PHOTOS: Black Holes Blow More Cosmic Wind Into Galaxies Than First Thought

Hubble Space Telescope view of the spiral galaxy M83, which contains the powerful microquasar MQ1. Image courtesy of The Hubble Heritage Project

Black holes are gusty places, releasing more energy into their host galaxies than thought, say US and Australian scientists.

This finding will help us understand how black holes evolve and affect their host galaxies.

Gas in space flows, or accretes, onto black holes. That’s how they grow.

The gas inside gets so hot it emits radiation.
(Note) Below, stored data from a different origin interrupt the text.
PR #1444, opened 2024-12-03
Heroku is no longer free

kkrypt0nn:
Heroku [no longer](https://help.heroku.com/RSBRUH58/removal-of-heroku-free-product-plans-faq) offers a [free plan](https://www.heroku.com/pricing).

### DIFF
--- a/pydis_site/apps/content/resources/guides/python-guides/vps-services.md
+++ b/pydis_site/apps/content/resources/guides/python-guides/vps-services.md
@@ -42,17 +42,3 @@ While these may seem like nice and free services, it has a lot more caveats than
 
 - They use a shared IP for everything running on the service.
 This one is important - if someone is running a user bot on their service and gets banned, everyone on that IP will be banned. Including you.
-
-### Heroku
-- Bots are not what the platform is designed for. Heroku is designed to provide web servers (like Django, Flask, etc). This is why they give you a domain name and open a port on their local emulator.
-
-- Heroku's environment is heavily containerized, making it significantly underpowered for a standard use case.
-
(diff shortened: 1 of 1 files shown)


shenanigansd (approved):
LGTM
Though all these criticisms are still valid on the paid tiers, aren't they? As a possible alternative, we could change the header from "why free hosts are bad" to "why shared hosts are bad", and leave the content intact.

kkrypt0nn:
"Shared hosts" is maybe not the right term, any VPS is technically shared as long as you don't have a dedicated server.

Though open to the idea to merge from replit & heroku everything under a subtitle

jchristgit:
I'm a bit 50/50 on this, because as said above, these criticisms still stand.
I'm not sure we should merge this as is.

kkrypt0nn:
I do believe that no points of Heroku are valid for a title about shared hosts - just the last point of Replit. Could move the last point of Replit to a subtitle like "Why shared IP hosts are bad". It would just contain a single point though. (Maybe can be written as a small note?)

Alternatively remove the entire "Replit" subtitle, and just put in the bullet points for free hosts, listing Replit as an example. The bullet points would contain the ones of Heroku as well. Though those bullet points won't apply for *all* free hosting solutions.

wookie184 (approved):
I think this change is fine as-is. If someone wanted to rewrite the section to just include a list of common issues instead of doing it per service, or to add in more current free services, I think that would be fine, but that seems separate from the issue this PR is fixing.

kkrypt0nn:
> I think this change is fine as-is. If someone wanted to rewrite the section to just include a list of common issues instead of doing it per service, or to add in more current free services, I think that would be fine, but that seems separate from the issue this PR is fixing.

I definitely could do that if wished, also renaming the PR

wookie184:
Sure, sounds good.

jchristgit (approved):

According to the so-called Eddington limit, however, the radiation flowing outward cannot exceed a certain limit (one based on the black hole’s mass) or it will blow the in-flowing gas away.

Whether a black hole’s energy in the form of jets and winds is constrained by the same limit has been unclear.
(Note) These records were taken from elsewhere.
PR #1478, opened 2025-02-25
Clarify embed characters limit

kkrypt0nn:
The guide didn't mention how many embeds are allowed per message nor that the total characters is shared across all embeds of the message.

Also removed the `disputils` library from pagination options as it's not supported for discord.py 2.x -> https://github.com/LiBa001/disputils/blob/master/setup.py#L21


jchristgit (approved):
Thank you for the PR!

PR #1532, opened 2025-06-02
Update Timeline (400k members, #coveragepy, 3.13 release stream)

L3viathan:
It's been a while since the last update of the timeline, I've added three more items:

- The 3.13 release stream
- Adding the `#coveragepy` channel
- Hitting the 400,000 member mark


ChrisLovering (approved):
Looks good!

{280D7E03-E635-4EC6-96FE-4D2059D4A773}

jb3 (approved):

PR #1547, opened 2025-07-13
Resources Categories Update

janine9vn:
As a part of going through our current open issues for resources, I've identified a new category we could benefit from (Conference Talks) and also renaming another one (Project Ideas --> Practice).

I adjusted the sole resources that was using the category that was renamed as well.


jb3 (approved):

jchristgit (approved):
Thanks!

PR #1556, opened 2025-07-22
Initial CJ12 update

janine9vn:
- upload banner and logo
- new cj12 pages
- update home page


pydis_site/templates/events/pages/code-jams/12/rules.html
```diff
@@ -0,0 +1,85 @@
...
+    <li>
+        <p>
+            <strong>The core of your project must focus on and incorporate "Python in the Browser".</strong>
+        </p>
+    </li>
+    <li><p>Your solution should be platform agnostic. For example, if you use filepaths in your submission, use <code>pathlib</code> to create platform agnostic Path objects instead of hardcoding the paths.</p></li>
+    <li>
+        <p>
+            You must document precisely how to install and run your project.
+            This should be as easy as possible, which means you should consider using dependency managers like <code>pipenv</code> or <code>poetry</code>.
```
jb3:
```suggestion
            This should be as easy as possible, which means you should consider using dependency managers like <code>uv</code> or <code>poetry</code>.
```
With our recent move to `uv` and our existing use of `poetry`, there aren't any situations where I'd recommend pipenv now. For us as reviewers, this is going to make things so much easier when initialising environments.

jb3 (approved):
Minor one, otherwise all looks good to me on the static preview.

PR #4, opened 2021-07-23
Place an (invisible) cursor at the beginning of the active list item

mlang:
This change is to support screen readers which use the cursor location
to indicate the focus to the user.

Brick.putCursor is unreleased, so grab the latest version from git via extra-deps.


hasufell:
Merged, thanks!

hasufell:
This is now in the current 0.1.16.1 release.

mlang:
I am already using it, thanks for a very fast turnaround.
I believe this is the fastest I ever got an accessibility issue fixed
and shipped ever!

Roberto Soria of the Curtin Institute of Radio Astronomy in Western Australia and colleagues in the US studied the outflow of a black hole far from the centre of its host galaxy, M83, for over a year.
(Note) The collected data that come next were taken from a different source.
PR #694, opened 2022-11-22
Fix armv7 builds

hasufell:


hasufell:
@newhoggy cabal-cache seems to do nothing, but doesn't error either: https://github.com/haskell/ghcup-hs/actions/runs/3552070582/jobs/5967056739#step:5:17079

I checked the bucket, it's empty. `CABAL_DIR` is set to a custom location.

hasufell:
It seems only the self hosted runner is able to use cabal-cache with backblaze S3. I wonder if github runners have this blocked?

hasufell:
So with debug turned on I get

```
2022-11-27T03:01:48.7246401Z [Error] [tid: ThreadId 9][ServiceError] {
2022-11-27T03:01:48.7246691Z   service    = S3
2022-11-27T03:01:48.7246928Z   status     = 404 
2022-11-27T03:01:48.7247171Z   code       = 
2022-11-27T03:01:48.7247423Z   message    = Nothing
2022-11-27T03:01:48.7247784Z   request-id = Just da324536ddfccbd2
```

But cabal-cache does not error.

Additionally, this doesn't happen on our self hosted runner, only the github runners.

newhoggy:
If downloading the `cabal-cache` does not error on `404` because that happens normally as well, for example using an uninitialised cache.

newhoggy:
You could try using `tmate` to debug Github Actions https://github.com/mxschmitt/action-tmate

hasufell:
> If downloading the `cabal-cache` does not error on `404` because that happens normally as well, for example using an uninitialised cache.

It's on uploading the cache.

newhoggy:
I just tested in Github Actions using `tmate` and it works fine.

I defined `AWS_ACCESS_KEY_ID` and `AWS_SECRET_ACCESS_KEY` and then ran:

```
cabal run -- cabal-cache sync-to-archive '--host-name-override=s3.us-west-004.backblazeb2.com' '--host-port-override=443' '--host-ssl-override=True' --region us-west-1 --archive-uri s3://haskellworks-cabal-cache-4/0000
cabal run -- cabal-cache sync-from-archive '--host-name-override=s3.us-west-004.backblazeb2.com' '--host-port-override=443' '--host-ssl-override=True' --region us-west-1 --archive-uri s3://haskellworks-cabal-cache-4/0000 --store-path moo
```

newhoggy:
Note that even in `sync-to-archive`, the `404` is normal.  What's happening here is that the tool is testing if a cache entry exists first before attempting to upload a cache entry.  If it already exists, the upload is skipped, if not, the upload is performed.

hasufell:
> I just tested in Github Actions using `tmate` and it works fine.
> 
> I defined `AWS_ACCESS_KEY_ID` and `AWS_SECRET_ACCESS_KEY` and then ran:
> 
> ```
> cabal run -- cabal-cache sync-to-archive '--host-name-override=s3.us-west-004.backblazeb2.com' '--host-port-override=443' '--host-ssl-override=True' --region us-west-1 --archive-uri s3://haskellworks-cabal-cache-4/0000
> cabal run -- cabal-cache sync-from-archive '--host-name-override=s3.us-west-004.backblazeb2.com' '--host-port-override=443' '--host-ssl-override=True' --region us-west-1 --archive-uri s3://haskellworks-cabal-cache-4/0000 --store-path moo
> ```

Did you use the prebuilt binaries? If not, how did you build cabal-cache and with what GHC version?

newhoggy:
I used `main` built with `ghc-8.10.7`.

hasufell:
@newhoggy my suspicion is that the pre-build binaries are busted. I can reproduce the 404 errors in tmate with them. When I tried to build from source I got disconnected unfortunately and couldn't connect again even after restarting the action, since it started to throw obscure errors: https://github.com/haskell/ghcup-hs/actions/runs/3584334939/jobs/6031013660#step:3:36

lol... github is a mess

newhoggy:
I have caching working in this Github Actions run from existing binaries: https://github.com/newhoggy/hw-prim/actions/runs/3588997156/jobs/6040968366

newhoggy:
I have added Backblaze to CI to ensure it keeps working: https://github.com/haskell-works/cabal-cache/pull/183

newhoggy:
This Github Action now has support for non-AWS S3 backends: https://github.com/action-works/cabal-cache-s3 if you're interested in using it.

newhoggy:
It downloads it from Github releases at the moment.

newhoggy:
Do you need additional binaries?

newhoggy:
It can also point to a URL to download from an alternate location.

newhoggy:
See: https://github.com/action-works/cabal-cache-s3/blob/main/action.yml

The `cabal-cache-download-uri` config allows you to change to an alternate location.  You would need to use the same convention as Github releases:

See:

* https://github.com/action-works/cabal-cache-s3/blob/main/src/restore.ts#L8-L39
* https://github.com/haskell-works/cabal-cache/releases

newhoggy:
Also, one advantage of using the action (which you can do manually) is that even in the case of a build failure, the action will upload whatever packages did manage to get built so your second run after fixing CI will run faster.

hasufell:
The STM bug is still there

```
cabal-cache: thread blocked indefinitely in an STM transaction
```

https://github.com/haskell/ghcup-hs/pull/694/checks?check_run_id=9863049080

hasufell:
Alright... I tried everything. Debugging in tmate etc. Nothing works reliably. I'm giving up on cabal-cache.

newhoggy:
> The STM bug is still there
> 
> ```
> cabal-cache: thread blocked indefinitely in an STM transaction
> ```
> 
> https://github.com/haskell/ghcup-hs/pull/694/checks?check_run_id=9863049080

I'm not able to see from the above link the error message.  Do you know if it was `sync-from-archive` or `sync-to-archive` that failed in this way?

newhoggy:
You can speed up iteration time by doing `ecabal build --dependencies-only aeson` instead of ecabal build --dependencies-only "$@"` when debugging build issues.  I did this to get a `tmate` session running in reasonable time.

newhoggy:
This seems to be proof this is happening:

```
runner@fv-az554-623:~/work/ghcup-hs/ghcup-hs$ cat dist-newstyle/cache/plan.json | jq . | head
{
  "cabal-version": "3.6.2.0",
  "cabal-lib-version": "3.6.2.0",
  "compiler-id": "ghc-8.10.7",
  "os": "linux",
  "arch": "x86_64",
  "install-plan": [
    {
      "type": "configured",
      "id": "Cabal-3.6.2.0-ff57806f753861324d8a9cc7c35dc44cc111f0e344c881dec2a0db3f3089ed31",
runner@fv-az554-623:~/work/ghcup-hs/ghcup-hs$ ghc --version
The Glorious Glasgow Haskell Compilation System, version 9.4.3
```

newhoggy:
Hmm, that's not it.  In `tmate`, the `ghc` version is different to in the build.

hasufell:
> > The STM bug is still there
> > 
> > ```
> > cabal-cache: thread blocked indefinitely in an STM transaction
> > ```
> > 
> > https://github.com/haskell/ghcup-hs/pull/694/checks?check_run_id=9863049080
> 
> I'm not able to see from the above link the error message.  Do you know if it was `sync-from-archive` or `sync-to-archive` that failed in this way?

```
cabal-cache sync-from-archive --aws-log-level=Debug --host-name-override=s3.us-west-004.backblazeb2.com --host-port-override=443 --host-ssl-override=True --region us-west-1 --archive-uri s3://ghcup-hs
GHC package manager version 8.10.7
Store path: /.cabal/store
Store path hash: c4f822dfda
Archive URI: s3://ghcup-hs
Archive version: v2
Threads: 4
AWS Log level: Just Debug
Creating store directories
Package DB missing. Creating Package DB
Skipping: rts
Skipping: ghc-prim-0.6.1
Skipping: integer-gmp-1.0.3.0
Skipping: base-4.14.3.0
Skipping: array-0.5.4.0
cabal-cache: MissingFileError "//.aws/credentials"
cabal-cache: MissingFileError "//.aws/credentials"
cabal-cache: MissingFileError "//.aws/credentials"
cabal-cache: MissingFileError "//.aws/credentials"
cabal-cache: thread blocked indefinitely in an STM transaction
```

https://cirrus-ci.com/task/4836283567046656?logs=main#L6496

newhoggy:
Try this: https://github.com/haskell/ghcup-hs/pull/703

newhoggy:
I used this to figure out where the cabal store is actually found:

```
cabal help user-config
```

newhoggy:
Hmmm, I don't know why the cabal store is located in `/github/workspace/cabal/store` in the build but when I `tmate` and then run docker, I get `/home/runner/work/ghcup-hs/ghcup-hs/cabal` instead.  I suppose I can just compute it instead.

newhoggy:
By specifying `--store-path` uploads are working now.

Screenshot 2022-12-07 at 1 13 31 am

newhoggy:
This is working in my own private PR https://github.com/newhoggy/ghcup-hs/pull/3

You can pick the changes from there.  You really only need the lines that add the `--store-path` and the lines that compute it.

newhoggy:
Actually, this is the relevant commit: https://github.com/newhoggy/ghcup-hs/pull/3/commits/e7816b3295dd23b11403607fdb755b5b187714ac

newhoggy:
One more thing that can potentially mess up the cache is if anything in `PackageHashConfigInputs` is not reproduced between builds resulting is mismatched package hashes.

https://hackage.haskell.org/package/cabal-install-3.8.1.0/docs/Distribution-Client-PackageHash.html

As long as the inputs are stable between builds the download should work.  I'm mentioning this because I haven't checked yet if downloads are working.

newhoggy:
Looks like there is some hash instability.  For example the build is trying to download:

```
Failed to download: safe-exceptions-0.1.7.3-3a38637f5927c84370651d20ecb77c5817b46445bedb1764caec1bd6d587f838
```

But it uploads:

```
Creating s3://haskellworks-cabal-cache-backblaze/test-cache-3/v2/ghc-8.10.7/safe-exceptions-0.1.7.3-3b3c93f2acca9bea925402b33c9a87bba21e83bc209159aa41606a30bf4eab6b.tar.gz
```

The hash doesn't match.

I don't have insight into why this might be the case but you might.

newhoggy:
Oh it's working now.  I managed to fix it with a `--dry-run`:

https://github.com/newhoggy/ghcup-hs/pull/3/commits/2e713a2efef527221d91fee514c4bbe2a980bfe8

Screenshot 2022-12-07 at 2 07 27 am

newhoggy:
@hasufell I think all the pieces are there for you to be able to get a working `cabal-cache`.  I'm off to sleep now.  Good luck!

hasufell:
> @hasufell I think all the pieces are there for you to be able to get a working `cabal-cache`. I'm off to sleep now. Good luck!

Thank a lot!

Artist’s impression of a microquasar. Gas falls from a donor star towards the black hole. It spreads to form a hot accretion disk as it spirals down towards the hole, releasing gravitational energy; part of the energy is radiated as photons, part is used to launch a pair of jets. The characteristic scale of this cartoon picture is about 10 light seconds. The jets then travel for 10s or even 100s of light years, before slowing down and transferring their energy to the surrounding interstellar gas. Image courtesy of T.D. Russell (ICRAR-Curtin), using the BINSIM visualization code by R. Hynes (LSU)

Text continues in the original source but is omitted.